> Your objective: Scan the records for the word "defaultValues". Return each line where it is found.

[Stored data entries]

***

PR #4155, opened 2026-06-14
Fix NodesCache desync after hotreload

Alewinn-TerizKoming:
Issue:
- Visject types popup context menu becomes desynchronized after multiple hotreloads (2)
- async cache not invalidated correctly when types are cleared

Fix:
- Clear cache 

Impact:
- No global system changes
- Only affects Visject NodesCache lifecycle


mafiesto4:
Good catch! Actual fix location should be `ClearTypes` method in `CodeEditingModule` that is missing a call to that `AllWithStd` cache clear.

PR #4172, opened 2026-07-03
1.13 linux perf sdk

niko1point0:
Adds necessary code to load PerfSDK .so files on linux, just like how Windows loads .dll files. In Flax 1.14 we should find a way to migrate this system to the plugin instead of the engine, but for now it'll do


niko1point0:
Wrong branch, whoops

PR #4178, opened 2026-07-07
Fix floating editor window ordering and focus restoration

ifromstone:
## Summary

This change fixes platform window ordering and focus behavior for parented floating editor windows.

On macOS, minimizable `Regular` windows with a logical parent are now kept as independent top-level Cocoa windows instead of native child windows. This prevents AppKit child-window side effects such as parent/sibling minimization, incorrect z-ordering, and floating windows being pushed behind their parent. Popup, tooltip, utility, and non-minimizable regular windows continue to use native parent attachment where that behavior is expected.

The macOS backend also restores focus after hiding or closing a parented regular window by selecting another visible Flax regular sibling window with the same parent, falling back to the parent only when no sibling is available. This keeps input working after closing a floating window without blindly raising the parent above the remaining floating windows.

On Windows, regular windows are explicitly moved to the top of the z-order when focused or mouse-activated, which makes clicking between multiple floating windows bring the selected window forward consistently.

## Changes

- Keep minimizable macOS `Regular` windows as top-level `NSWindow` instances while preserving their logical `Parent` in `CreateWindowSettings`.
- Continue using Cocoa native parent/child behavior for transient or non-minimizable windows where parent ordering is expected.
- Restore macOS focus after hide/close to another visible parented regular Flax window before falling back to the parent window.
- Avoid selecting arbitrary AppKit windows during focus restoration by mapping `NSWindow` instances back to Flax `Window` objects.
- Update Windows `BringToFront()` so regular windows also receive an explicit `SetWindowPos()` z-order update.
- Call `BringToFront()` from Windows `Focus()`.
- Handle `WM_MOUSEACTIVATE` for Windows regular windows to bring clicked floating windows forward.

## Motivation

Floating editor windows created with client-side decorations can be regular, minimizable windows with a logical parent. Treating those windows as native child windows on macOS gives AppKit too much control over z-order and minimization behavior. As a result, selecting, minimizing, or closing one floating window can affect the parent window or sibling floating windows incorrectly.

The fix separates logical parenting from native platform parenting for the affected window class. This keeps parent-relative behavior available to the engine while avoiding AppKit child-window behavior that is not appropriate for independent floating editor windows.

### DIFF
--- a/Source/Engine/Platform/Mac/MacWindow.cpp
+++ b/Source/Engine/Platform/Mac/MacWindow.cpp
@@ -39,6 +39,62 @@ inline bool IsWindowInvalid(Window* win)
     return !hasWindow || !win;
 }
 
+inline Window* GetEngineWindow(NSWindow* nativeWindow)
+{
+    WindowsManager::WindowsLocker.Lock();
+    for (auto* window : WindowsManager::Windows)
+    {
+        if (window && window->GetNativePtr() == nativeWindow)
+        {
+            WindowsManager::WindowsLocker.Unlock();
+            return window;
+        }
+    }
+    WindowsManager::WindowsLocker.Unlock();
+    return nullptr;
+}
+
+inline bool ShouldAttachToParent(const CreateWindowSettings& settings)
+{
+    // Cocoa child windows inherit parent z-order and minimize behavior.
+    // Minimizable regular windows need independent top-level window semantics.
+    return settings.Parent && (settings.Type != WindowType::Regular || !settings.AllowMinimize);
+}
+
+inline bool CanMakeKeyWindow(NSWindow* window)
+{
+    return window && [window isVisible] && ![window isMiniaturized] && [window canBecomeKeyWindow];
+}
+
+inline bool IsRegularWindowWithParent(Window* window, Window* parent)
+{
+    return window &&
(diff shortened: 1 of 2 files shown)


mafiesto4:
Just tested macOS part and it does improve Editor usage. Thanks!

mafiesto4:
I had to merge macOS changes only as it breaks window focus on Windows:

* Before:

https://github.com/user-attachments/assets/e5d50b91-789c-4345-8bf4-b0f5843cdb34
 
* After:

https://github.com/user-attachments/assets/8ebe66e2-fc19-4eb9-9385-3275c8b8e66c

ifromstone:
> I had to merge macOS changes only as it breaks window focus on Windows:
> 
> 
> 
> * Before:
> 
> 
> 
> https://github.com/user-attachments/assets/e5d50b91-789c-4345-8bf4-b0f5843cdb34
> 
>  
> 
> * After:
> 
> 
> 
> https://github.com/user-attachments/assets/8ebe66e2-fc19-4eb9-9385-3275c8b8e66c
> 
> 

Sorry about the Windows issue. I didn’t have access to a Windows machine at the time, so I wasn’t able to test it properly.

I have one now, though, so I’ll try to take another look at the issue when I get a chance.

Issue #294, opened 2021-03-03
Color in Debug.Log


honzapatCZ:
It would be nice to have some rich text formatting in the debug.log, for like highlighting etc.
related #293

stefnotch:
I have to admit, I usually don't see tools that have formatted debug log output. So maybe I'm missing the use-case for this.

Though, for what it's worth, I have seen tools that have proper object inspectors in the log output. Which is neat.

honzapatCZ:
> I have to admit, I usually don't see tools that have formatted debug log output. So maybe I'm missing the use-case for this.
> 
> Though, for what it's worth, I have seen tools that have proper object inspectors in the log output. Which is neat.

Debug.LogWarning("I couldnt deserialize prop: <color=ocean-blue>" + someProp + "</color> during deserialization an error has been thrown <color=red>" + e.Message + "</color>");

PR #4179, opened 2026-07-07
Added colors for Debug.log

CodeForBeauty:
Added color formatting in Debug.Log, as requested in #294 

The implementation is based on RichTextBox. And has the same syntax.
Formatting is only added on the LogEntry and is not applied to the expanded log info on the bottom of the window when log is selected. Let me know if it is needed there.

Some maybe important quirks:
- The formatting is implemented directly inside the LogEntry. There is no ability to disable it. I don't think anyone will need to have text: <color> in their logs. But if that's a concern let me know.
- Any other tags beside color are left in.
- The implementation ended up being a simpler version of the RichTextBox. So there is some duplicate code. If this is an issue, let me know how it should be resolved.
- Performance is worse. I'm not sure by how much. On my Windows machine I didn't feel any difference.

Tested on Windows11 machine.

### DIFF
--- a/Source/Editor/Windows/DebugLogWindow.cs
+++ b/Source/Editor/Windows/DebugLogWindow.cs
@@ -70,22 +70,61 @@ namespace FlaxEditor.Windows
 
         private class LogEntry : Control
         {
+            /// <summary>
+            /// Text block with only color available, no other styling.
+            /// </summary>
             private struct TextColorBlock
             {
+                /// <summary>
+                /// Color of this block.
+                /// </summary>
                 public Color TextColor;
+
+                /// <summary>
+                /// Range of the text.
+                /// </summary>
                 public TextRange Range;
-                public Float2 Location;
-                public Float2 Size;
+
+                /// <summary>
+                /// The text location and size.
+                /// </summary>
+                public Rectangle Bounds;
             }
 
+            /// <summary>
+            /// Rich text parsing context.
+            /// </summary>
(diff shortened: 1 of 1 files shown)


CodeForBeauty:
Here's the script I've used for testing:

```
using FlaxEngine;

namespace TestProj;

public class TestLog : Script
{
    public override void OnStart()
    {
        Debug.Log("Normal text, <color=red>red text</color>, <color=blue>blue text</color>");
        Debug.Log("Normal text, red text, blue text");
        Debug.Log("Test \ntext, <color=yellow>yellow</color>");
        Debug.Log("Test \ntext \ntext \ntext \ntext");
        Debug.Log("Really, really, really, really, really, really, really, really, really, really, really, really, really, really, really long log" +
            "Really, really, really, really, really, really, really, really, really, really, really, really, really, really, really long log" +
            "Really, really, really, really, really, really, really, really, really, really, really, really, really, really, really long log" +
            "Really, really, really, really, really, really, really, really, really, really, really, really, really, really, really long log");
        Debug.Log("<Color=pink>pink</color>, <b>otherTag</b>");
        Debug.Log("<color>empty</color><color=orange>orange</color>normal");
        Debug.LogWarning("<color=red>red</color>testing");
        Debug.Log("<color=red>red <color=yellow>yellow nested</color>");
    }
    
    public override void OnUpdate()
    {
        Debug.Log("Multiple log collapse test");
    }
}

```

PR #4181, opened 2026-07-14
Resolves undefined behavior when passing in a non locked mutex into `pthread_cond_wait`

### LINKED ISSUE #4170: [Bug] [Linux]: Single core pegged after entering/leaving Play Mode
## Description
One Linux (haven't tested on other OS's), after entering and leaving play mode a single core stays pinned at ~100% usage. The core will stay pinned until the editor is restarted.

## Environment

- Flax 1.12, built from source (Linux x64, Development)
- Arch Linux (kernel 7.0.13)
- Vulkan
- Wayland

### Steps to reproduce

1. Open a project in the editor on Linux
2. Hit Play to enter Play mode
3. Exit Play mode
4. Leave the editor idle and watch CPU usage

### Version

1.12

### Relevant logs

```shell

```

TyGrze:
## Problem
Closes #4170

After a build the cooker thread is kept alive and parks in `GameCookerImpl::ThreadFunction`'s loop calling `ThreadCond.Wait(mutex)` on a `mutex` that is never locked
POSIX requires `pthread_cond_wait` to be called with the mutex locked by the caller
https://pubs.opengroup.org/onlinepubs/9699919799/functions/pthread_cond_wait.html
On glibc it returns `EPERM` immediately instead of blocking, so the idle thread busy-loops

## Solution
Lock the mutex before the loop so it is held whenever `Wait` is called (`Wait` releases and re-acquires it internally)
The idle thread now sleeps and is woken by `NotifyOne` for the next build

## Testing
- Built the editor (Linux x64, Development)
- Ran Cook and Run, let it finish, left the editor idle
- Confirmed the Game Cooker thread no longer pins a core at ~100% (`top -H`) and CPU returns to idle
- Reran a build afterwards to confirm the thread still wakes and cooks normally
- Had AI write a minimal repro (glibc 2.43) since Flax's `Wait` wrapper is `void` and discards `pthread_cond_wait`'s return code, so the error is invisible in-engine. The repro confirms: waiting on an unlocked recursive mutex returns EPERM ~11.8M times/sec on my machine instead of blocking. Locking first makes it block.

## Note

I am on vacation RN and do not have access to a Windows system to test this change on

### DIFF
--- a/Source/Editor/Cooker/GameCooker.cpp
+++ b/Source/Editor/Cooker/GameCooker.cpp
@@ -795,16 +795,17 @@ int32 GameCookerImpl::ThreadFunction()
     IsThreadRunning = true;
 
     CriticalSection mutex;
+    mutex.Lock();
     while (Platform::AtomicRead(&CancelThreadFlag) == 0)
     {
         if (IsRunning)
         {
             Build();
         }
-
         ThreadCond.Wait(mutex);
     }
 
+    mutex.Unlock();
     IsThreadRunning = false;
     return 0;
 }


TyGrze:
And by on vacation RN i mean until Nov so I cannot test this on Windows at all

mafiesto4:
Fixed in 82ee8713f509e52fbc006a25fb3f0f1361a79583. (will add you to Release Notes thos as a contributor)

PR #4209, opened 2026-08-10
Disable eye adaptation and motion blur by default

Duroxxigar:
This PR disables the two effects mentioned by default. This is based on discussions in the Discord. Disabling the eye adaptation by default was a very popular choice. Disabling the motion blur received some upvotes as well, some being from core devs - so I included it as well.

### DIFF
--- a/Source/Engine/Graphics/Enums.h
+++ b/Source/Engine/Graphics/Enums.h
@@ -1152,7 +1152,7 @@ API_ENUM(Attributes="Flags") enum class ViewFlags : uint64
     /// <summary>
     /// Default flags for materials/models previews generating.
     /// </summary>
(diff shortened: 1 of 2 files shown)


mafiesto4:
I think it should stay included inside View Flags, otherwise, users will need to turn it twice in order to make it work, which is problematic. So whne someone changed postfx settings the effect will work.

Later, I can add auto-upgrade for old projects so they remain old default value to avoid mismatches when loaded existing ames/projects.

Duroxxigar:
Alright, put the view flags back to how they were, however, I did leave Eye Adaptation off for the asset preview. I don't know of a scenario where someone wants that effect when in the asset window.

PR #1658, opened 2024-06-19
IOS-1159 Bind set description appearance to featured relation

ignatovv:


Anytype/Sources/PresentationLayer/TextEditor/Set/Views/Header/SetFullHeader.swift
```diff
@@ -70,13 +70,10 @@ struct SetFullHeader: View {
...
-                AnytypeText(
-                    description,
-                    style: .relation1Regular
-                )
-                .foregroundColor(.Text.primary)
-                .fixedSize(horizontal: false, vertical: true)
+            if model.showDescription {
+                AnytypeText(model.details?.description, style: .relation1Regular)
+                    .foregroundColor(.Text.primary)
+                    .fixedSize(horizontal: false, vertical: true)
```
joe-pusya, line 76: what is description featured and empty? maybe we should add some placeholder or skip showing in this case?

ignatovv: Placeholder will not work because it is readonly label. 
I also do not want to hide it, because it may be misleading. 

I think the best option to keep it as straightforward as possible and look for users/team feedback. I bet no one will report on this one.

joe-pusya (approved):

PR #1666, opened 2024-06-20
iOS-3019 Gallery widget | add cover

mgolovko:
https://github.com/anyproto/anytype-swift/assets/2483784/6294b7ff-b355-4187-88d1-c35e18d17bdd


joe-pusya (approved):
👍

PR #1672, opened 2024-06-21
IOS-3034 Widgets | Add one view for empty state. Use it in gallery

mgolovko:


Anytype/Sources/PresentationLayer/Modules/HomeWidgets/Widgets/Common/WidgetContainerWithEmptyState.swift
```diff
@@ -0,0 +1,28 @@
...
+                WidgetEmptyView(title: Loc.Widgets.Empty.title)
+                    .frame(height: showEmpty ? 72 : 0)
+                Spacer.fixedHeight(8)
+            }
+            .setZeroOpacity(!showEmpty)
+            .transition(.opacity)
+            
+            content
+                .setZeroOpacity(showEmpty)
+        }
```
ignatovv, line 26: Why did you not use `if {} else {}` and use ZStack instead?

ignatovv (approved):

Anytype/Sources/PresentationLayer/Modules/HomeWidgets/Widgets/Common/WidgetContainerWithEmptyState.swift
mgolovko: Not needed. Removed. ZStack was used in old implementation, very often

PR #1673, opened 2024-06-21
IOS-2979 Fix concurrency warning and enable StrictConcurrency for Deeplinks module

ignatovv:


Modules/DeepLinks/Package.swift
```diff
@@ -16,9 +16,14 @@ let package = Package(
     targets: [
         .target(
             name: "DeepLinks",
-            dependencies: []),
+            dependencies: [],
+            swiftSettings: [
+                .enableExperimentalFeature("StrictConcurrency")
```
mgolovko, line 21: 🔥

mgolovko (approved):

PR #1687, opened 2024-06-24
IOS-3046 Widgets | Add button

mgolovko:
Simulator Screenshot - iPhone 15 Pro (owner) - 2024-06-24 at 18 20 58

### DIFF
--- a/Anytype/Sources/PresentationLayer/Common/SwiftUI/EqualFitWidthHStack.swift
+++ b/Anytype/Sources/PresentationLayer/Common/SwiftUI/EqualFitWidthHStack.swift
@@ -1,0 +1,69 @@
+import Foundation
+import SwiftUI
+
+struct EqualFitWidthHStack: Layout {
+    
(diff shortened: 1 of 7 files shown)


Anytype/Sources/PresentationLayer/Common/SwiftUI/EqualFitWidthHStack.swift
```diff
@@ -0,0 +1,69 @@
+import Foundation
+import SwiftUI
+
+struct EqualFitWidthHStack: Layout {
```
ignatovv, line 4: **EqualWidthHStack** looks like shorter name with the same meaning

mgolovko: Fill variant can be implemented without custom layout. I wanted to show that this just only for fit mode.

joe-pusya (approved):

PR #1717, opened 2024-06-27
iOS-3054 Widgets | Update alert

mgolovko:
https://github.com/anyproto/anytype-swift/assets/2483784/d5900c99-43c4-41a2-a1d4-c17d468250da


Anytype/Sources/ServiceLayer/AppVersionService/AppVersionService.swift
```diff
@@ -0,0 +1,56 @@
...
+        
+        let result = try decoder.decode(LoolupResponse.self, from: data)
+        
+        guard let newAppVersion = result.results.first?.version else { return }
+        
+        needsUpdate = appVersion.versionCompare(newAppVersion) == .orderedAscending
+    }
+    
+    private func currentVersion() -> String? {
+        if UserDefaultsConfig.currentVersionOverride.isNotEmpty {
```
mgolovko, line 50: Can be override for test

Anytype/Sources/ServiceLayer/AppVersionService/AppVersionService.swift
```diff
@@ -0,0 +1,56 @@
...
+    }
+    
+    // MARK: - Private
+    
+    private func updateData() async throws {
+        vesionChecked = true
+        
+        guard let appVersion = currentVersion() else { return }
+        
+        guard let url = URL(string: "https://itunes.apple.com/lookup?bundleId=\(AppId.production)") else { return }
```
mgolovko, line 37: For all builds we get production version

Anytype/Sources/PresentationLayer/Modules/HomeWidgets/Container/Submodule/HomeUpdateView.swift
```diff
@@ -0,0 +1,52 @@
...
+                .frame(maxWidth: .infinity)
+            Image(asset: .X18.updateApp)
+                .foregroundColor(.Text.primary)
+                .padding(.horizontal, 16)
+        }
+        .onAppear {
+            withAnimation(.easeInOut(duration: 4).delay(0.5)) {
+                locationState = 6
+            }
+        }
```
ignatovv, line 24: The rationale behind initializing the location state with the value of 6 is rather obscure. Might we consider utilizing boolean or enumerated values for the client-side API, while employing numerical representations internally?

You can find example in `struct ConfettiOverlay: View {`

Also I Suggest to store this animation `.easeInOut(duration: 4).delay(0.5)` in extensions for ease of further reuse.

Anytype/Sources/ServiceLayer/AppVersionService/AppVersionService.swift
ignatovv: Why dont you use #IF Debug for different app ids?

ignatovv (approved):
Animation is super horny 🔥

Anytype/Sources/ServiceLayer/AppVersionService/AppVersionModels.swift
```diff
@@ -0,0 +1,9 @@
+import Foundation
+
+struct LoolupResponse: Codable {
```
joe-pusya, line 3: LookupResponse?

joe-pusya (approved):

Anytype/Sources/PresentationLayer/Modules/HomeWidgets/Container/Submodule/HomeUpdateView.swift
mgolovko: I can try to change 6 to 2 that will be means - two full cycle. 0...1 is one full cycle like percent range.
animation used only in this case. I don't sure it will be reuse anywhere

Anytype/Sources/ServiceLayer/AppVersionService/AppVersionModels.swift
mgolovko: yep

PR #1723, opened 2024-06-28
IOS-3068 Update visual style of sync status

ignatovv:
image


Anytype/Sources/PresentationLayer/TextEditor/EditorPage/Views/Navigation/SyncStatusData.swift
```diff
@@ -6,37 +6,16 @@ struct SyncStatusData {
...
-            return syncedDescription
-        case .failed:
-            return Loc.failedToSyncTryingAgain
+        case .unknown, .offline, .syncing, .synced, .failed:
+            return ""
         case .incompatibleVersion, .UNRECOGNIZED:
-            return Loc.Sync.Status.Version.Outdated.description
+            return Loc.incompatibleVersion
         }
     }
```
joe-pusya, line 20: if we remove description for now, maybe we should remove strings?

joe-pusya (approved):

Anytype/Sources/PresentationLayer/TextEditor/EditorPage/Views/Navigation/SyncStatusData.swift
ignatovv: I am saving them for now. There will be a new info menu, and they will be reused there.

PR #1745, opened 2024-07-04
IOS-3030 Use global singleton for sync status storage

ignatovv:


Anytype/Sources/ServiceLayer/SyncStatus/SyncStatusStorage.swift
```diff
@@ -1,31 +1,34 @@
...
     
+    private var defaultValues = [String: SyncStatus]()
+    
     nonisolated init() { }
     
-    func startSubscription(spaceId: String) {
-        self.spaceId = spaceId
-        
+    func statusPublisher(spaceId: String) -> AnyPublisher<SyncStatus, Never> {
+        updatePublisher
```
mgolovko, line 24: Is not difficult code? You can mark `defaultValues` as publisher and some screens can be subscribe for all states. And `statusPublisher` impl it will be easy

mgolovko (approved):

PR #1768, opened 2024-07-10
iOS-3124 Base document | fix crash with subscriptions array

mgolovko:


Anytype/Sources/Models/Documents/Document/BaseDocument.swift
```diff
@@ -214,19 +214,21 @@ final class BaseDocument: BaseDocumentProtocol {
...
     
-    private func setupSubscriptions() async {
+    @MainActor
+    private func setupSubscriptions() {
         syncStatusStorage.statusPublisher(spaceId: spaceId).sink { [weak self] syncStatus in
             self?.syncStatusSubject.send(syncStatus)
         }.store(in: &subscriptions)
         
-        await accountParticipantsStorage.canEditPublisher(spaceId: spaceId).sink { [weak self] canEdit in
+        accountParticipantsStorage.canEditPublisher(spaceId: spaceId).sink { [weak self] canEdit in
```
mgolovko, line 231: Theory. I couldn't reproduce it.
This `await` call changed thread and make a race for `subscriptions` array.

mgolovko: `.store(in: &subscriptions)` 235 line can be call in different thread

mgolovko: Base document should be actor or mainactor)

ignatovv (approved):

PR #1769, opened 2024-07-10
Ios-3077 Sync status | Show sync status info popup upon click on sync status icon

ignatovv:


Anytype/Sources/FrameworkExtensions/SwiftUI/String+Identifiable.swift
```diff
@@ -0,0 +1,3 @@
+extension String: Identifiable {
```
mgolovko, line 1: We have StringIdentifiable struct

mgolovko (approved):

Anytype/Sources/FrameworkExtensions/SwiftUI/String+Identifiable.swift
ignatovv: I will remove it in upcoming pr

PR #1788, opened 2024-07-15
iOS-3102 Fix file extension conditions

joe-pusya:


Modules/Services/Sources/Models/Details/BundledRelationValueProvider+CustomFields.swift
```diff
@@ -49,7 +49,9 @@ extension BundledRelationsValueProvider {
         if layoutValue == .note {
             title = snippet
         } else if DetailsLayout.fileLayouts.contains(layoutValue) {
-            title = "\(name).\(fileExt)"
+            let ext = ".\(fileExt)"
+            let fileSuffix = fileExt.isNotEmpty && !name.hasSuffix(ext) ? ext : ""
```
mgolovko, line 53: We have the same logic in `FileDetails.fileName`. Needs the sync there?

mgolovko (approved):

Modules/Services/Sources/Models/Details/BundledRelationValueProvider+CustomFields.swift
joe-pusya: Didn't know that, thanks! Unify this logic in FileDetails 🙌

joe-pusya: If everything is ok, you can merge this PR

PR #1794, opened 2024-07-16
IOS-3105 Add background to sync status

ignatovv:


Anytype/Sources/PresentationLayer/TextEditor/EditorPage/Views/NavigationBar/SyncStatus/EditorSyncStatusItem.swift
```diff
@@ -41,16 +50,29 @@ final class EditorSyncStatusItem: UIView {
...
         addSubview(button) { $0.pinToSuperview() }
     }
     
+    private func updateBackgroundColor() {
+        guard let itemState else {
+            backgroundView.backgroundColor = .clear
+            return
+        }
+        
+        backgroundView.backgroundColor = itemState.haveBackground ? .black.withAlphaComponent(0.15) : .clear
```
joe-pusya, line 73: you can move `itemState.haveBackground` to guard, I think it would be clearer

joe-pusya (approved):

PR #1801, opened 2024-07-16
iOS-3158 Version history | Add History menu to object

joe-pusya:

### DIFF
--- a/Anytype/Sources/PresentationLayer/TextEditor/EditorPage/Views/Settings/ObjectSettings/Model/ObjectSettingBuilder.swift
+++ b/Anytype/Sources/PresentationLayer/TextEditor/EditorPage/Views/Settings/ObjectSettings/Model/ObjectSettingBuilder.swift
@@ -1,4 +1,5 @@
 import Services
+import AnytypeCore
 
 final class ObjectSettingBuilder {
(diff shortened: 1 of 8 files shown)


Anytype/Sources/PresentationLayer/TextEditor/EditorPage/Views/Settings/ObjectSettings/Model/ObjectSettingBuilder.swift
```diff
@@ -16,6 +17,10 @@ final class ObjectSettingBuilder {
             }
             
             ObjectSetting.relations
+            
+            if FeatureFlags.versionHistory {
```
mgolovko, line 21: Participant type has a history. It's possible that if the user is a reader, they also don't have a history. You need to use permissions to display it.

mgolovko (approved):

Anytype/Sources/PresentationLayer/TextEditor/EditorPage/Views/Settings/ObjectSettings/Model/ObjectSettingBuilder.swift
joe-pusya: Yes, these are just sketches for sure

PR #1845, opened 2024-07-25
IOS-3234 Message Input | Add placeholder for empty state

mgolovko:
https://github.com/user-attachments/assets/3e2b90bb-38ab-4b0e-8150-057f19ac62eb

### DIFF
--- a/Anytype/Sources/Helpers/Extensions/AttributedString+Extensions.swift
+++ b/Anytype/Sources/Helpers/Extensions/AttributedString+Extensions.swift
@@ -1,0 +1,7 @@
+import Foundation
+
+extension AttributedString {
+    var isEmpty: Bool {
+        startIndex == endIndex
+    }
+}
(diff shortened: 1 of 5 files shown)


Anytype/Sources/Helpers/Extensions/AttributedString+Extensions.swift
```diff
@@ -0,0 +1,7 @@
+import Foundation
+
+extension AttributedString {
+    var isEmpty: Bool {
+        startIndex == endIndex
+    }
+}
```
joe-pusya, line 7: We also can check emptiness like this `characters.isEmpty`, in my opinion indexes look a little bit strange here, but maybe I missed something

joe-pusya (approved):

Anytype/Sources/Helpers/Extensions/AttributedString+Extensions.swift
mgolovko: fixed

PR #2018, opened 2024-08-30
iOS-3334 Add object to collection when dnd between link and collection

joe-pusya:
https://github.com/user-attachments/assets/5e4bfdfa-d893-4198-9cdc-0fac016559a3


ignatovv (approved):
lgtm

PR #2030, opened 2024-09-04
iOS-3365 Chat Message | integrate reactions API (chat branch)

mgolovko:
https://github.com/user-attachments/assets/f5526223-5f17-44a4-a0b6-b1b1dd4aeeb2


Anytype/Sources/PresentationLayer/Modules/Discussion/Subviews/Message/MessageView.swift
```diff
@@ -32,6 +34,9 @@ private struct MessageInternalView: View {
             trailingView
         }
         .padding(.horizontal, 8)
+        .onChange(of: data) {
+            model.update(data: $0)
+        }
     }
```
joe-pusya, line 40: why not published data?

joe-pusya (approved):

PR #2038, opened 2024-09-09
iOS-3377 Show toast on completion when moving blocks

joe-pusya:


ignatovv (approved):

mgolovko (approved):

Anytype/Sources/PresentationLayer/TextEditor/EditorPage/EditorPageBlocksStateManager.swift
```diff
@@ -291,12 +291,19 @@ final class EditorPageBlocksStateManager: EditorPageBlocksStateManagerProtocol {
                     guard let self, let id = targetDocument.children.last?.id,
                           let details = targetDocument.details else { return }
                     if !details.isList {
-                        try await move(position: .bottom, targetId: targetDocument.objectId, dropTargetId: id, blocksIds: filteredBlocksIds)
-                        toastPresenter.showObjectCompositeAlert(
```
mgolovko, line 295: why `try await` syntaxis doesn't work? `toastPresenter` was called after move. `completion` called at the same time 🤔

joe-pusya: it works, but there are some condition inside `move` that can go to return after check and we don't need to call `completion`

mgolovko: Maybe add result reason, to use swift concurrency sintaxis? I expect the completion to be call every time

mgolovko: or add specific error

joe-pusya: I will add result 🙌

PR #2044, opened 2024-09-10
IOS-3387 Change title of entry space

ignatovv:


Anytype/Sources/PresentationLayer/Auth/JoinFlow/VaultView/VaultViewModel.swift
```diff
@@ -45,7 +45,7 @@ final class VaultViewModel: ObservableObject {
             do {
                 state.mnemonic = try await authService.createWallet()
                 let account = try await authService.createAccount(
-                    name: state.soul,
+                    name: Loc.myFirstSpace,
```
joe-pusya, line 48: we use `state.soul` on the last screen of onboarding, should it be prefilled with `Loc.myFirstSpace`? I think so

***

> Task result:
+    private var defaultValues = [String: SyncStatus]()
mgolovko, line 24: Is not difficult code? You can mark `defaultValues` as publisher and some screens can be subscribe for all states. And `statusPublisher` impl it will be easy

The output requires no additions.